More mean-spirited liberal attacks on Swift Vets

More mean-spirited liberal attacks on Swift Vets



The Swift Boat Veterans for Truth continue to stir up the liberal Hive. Yesterday's Auth cartoon in the Phila. Inquirer shows an elephant labeled Swift Boat Veterans for "Truth" smearing black paint around, while W stands above it all.

[Just as an aside, aren't liberals, who are unusually intelligent, educated, and aesthetically refined, not to mention objective, scientific, and rational, embarrassed that one of their premier satirists is so literal and clunky?]
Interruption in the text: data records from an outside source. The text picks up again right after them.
PR #81, opened 2020-12-23
Fix bug in SmurfArchive

jlashner:
This fixes a bug in the new Smurf status class which would cause data loading to crash when the `RampMaxCnt` was not found in the metadata stream.


mhasself:
It would be nice if comments in the code could explain why it is acceptable that / what situations would lead to RampMaxCnt not being present.

mhasself (approved):

jlashner:
Changed default flux ramp rate to `None` instead of 4 kHz, which I believe addresses Matthews concern from today's call.

mhasself (approved):

PR #82, opened 2021-01-07
Primary data loading and smurf software-based timestamps

jlashner:
This PR adds two features to the `load_data` function of the SmurfArchive:
- `load_data` now loads `primary` header fields if they exist (they may not exist in older data)
- load_data is smarter about calculating timestamps. 

Now instead of loading timestamps based on the `G3Timesample.times()` function which assumes equispaced data samples, the `get_sample_timestamps` function will return timestamps based on the timestream start time, and the UnixTime included in the packet header. This will also easily extend to loading the timing-system timestamps when we start getting that data. A TimingParadigm variable is also now returned which tells you which method was used.

### DIFF
--- a/python/smurf/smurf_archive.py
+++ b/python/smurf/smurf_archive.py
@@ -268,7 +268,7 @@ class SmurfArchive:
 
         Returns
         --------
-            Returns a tuple ``SmurfData(times, data, status, biases)``
+            Returns a tuple ``SmurfData(times, data, primary, status, biases, timing_paradigm)``
             with the following fields:
 
                 times (np.ndarray[samples]):
@@ -277,6 +277,12 @@ class SmurfArchive:
                     Array of data for each channel sending data in the
                     specified time range. The index of the array is the readout
                     channel number.
+                primary (Dict[np.ndarray]):
+                    Dict of numpy arrays holding the "primary" data included in
+                    the packet headers, including 'AveragingResetBits',
+                    'Counter0', 'Counter1', 'Counter2', 'FluxRampIncrement',
+                    'FluxRampOffset', 'FrameCounter', 'TESRelaySetting',
+                    'UnixTime'
                 status (SmurfStatus):
                     SmurfStatus object containing metadata info at the time of
                     the first Scan frame in the requested interval. If there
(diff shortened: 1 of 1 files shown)


python/smurf/smurf_archive.py
```diff
@@ -271,27 +331,36 @@ def load_data(self, start, end, show_pb=True, load_biases=True):
...
 
             if load_biases:
                 bias_order = [int(k[-2:]) for k in frame['tes_biases'].keys()]
                 biases[bias_order, cur_sample:cur_sample + nsamp] = frame['tes_biases']
+
+            # Loads primary data
+            if 'primary' in frame.keys():
+                for k, v in frame['primary'].items():
+                    if k not in primary:
+                        primary[k] = np.zeros(samples,)
```
mhasself, line 346: All the 'primary' fields are float64?

python/smurf/smurf_archive.py
```diff
@@ -271,27 +331,36 @@ def load_data(self, start, end, show_pb=True, load_biases=True):
...
+                    primary[k][cur_sample:cur_sample + nsamp] = v
+
+            ts, timing_paradigm = get_sample_timestamps(frame)
```
mhasself, line 349: So the timing_paradigm corresponding to the last frame will be what is returned.

Is it possible, in normal operation, to acquire and then read in a set of frames with this function that have different TimingParadigm values?  If so, then it is misleading to only tell the user about the last frame.  Perhaps have a TimingParadigm.Mixed or .Inconsistent to use in such cases?

python/smurf/smurf_archive.py
jlashner: Good catch, should be int64.

python/smurf/smurf_archive.py
jlashner: Yeah I was thinking about that as well and I had a hard time coming up with an instance where they would be mixed. They would have to do something like disable the timing system in the mid-operation, which I'm not sure is possible. Anyway it can't hurt to add TimingParadigm.Mixed, so I'll implement that.

jlashner:
Alright, implemented and tested. Let me know if there's anything else!

mhasself (approved):
Looks great!

PR #85, opened 2021-01-19
Update coveralls command for v3.0.0

BrianJKoopman:
v3.0.0 of coveralls-python now requires `--service` be specified for things to
work with Github Actions. See [1].

[1] - TheKevJames/coveralls-python#251


BrianJKoopman:
Before I merge this I'm going to add an updated badge for the README, as it is currently still linking to the old Travis CI page.

PR #87, opened 2021-01-27
Dockerfile: install pixell and qpoint

mhasself:
qpoint is installed from github latest (not currently pip-vailable).
pixell is in requirements.txt and installed through pip.

### DIFF
--- a/Dockerfile
+++ b/Dockerfile
@@ -7,8 +7,8 @@ FROM simonsobs/spt3g:0.3-16-g1341ea5
 # Set locale
 ENV LANG C.UTF-8
 
-# Additional system packages
-RUN apt install -y libopenblas-dev
+# Build tools needed for pixell; blas needed for so3g.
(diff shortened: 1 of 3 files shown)


BrianJKoopman (approved):
Looks fine to me. The one thing to consider is whether to tie the qpoint install to a tagged version or not.

nwhitehorn:
If it's useful at all, Sasha has integrated most (all?) of the functionality of qpoint into base spt3g_software (in the maps/ module), so you probably don't need to have both.

mhasself:
@nwhitehorn Interesting... but I am calling qpoint.QPoint(...).azel2bore, from Python, to get a quaternion that rotates my focal plane to equatorial sky as a function of time.  Is the equivalent exposed in spt3g.maps?  Scanning through it, the astrometry seems to be done with astropy, which makes it hard to get the full horizon->equatorial rotation, including boresight orientation.

qpoint has been a treat to work with, other than it not being on PyPI.

PR #88, opened 2021-02-11
Update to Ubuntu 20.04 based spt3g image

BrianJKoopman:
Also add python to python3 symlink package. In Ubuntu 20.04 systems python is always explicitly python2 or python3 in packages, so they drop `python` all together. Somewhere in so3g it uses `python` and would fail if the symlink didn't exist. I'm fine with this solution, but if someone who knows more about the build system wanted to explicitly state python3, that'd be great too.

### DIFF
--- a/Dockerfile
+++ b/Dockerfile
@@ -2,13 +2,17 @@
 # A containerized so3g installation.
 
 # Build on spt3g base image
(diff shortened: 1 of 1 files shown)


mhasself (approved):
Oh, neat.  I was not aware of python-is-python3.

PR #90, opened 2021-03-14
Adds stream_id functionality

jlashner:
This PR adds support for multiple stream-id's to the SmurfArchive. This will allow it to be usable at Princeton and San Diego, where there are multiple slots. 

The following modifications are made:
- The 'stream_id' column is added to the Files database and the index function will add it based on the path.
- The load_data function now takes a `stream_id` argument, which allows you to load data for one or more stream_id's at a time.

I have a few questions that I'd love input on from @kmharrington, @mhasself, etc.
1. The `load_data` function now returns a dict mapping `stream-id` --> data object, instead of just the data object, where the stream_id's are specified as a keyword argument. By default, it will load all stream-id's found in the given time range. Though I think this is  the right behavior, it does change the structure of the return value so will mess up existing usage. Is this a huge deal? I really don't like changing default behavior, but Katie is working on her PR to extend the database and return AxisManager objects, so I think defaults will be changing pretty soon anyway...
2. This requires the `stream_id` column to be in the Files database, which requires a re-indexing. What's the best way to handle this? The easiest thing might be to just manually re-index existing databases after this is merged in, but there is likely a better way to do this. We only need to re-index the Files database which should take significantly less time, but I'm not sure how only change one database while keeping the other in sqlalchemy. @kmharrington do you know?

Lastly, we should think about how to merge this into Katie's branch. The actual changes to the code are pretty straightforward, so I don't think it'll be difficult to merge. If Katie's branch is near completion, we might want to just merge there to reduce the number of interface changes.

### DIFF
--- a/python/smurf/smurf_archive.py
+++ b/python/smurf/smurf_archive.py
@@ -18,6 +18,11 @@ from enum import Enum
 Base = declarative_base()
 Session = sessionmaker()
 num_bias_lines = 16
+SmurfData = namedtuple(
+    'SmurfData', 'times data primary status biases timing_paradigm'
+)
+type_key = ['Observation', 'Wiring', 'Scan']
+
 
 class Files(Base):
     """Table to store file indexing info"""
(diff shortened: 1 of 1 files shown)


mhasself:
@jlashner  Please close this if it is now obsolete.

jlashner:
If we've been running without this for three years its probably safe to close

PR #92, opened 2021-04-15
Add from Mask option for RangesMatrix

kmharrington:
@mhasself  You mentioned there was a larger PR with ranges features. I don't know if you were adding this one but it would help with creating flags.

### DIFF
--- a/python/proj/ranges.py
+++ b/python/proj/ranges.py
@@ -56,6 +56,13 @@ class RangesMatrix():
 
     @classmethod
     def from_mask(cls, mask):
+        """Take mask of any dimension and return a RangesMatrix of that size
+        """
+        if len(np.shape(mask))==1:
+            return Ranges.from_mask(mask)
+        if len(np.shape(mask))>2:
+            return cls( [cls.from_mask( mask[i] )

[As another aside, the Auth cartoon is an example of the incomplete predicate. You know, Right to Choose...what? Defended my country...from whom?. The Swift vet is tiptoeing furtively with brush and paint can, but he's not smearing anything. There is nothing representing, say, The Kerry Record (plaster bust on a pedestal) or Noble Veterans' Heroic Service (don't ask). It's Soviet Realism agit-prop without the intellectual content. Definitely one for the Herblock Hall of Fame]

The liberals' low opinion of veterans and narcissistic hysteria at any one who disagrees with them is beautifully revealed and deployed in today's Inquirer. Pat Oliphant (not available on line yet; there seems to be three day lag after publication) shows a bar of Vietnam veterans disparaging Kerry's medals. They are all fat, frowsty, feed-cap wearing hicks with bad grammar. They were to a man, clerk-typists and latrine maintenance techs in 'Nam (but I bet they didn't bug out after 4 months).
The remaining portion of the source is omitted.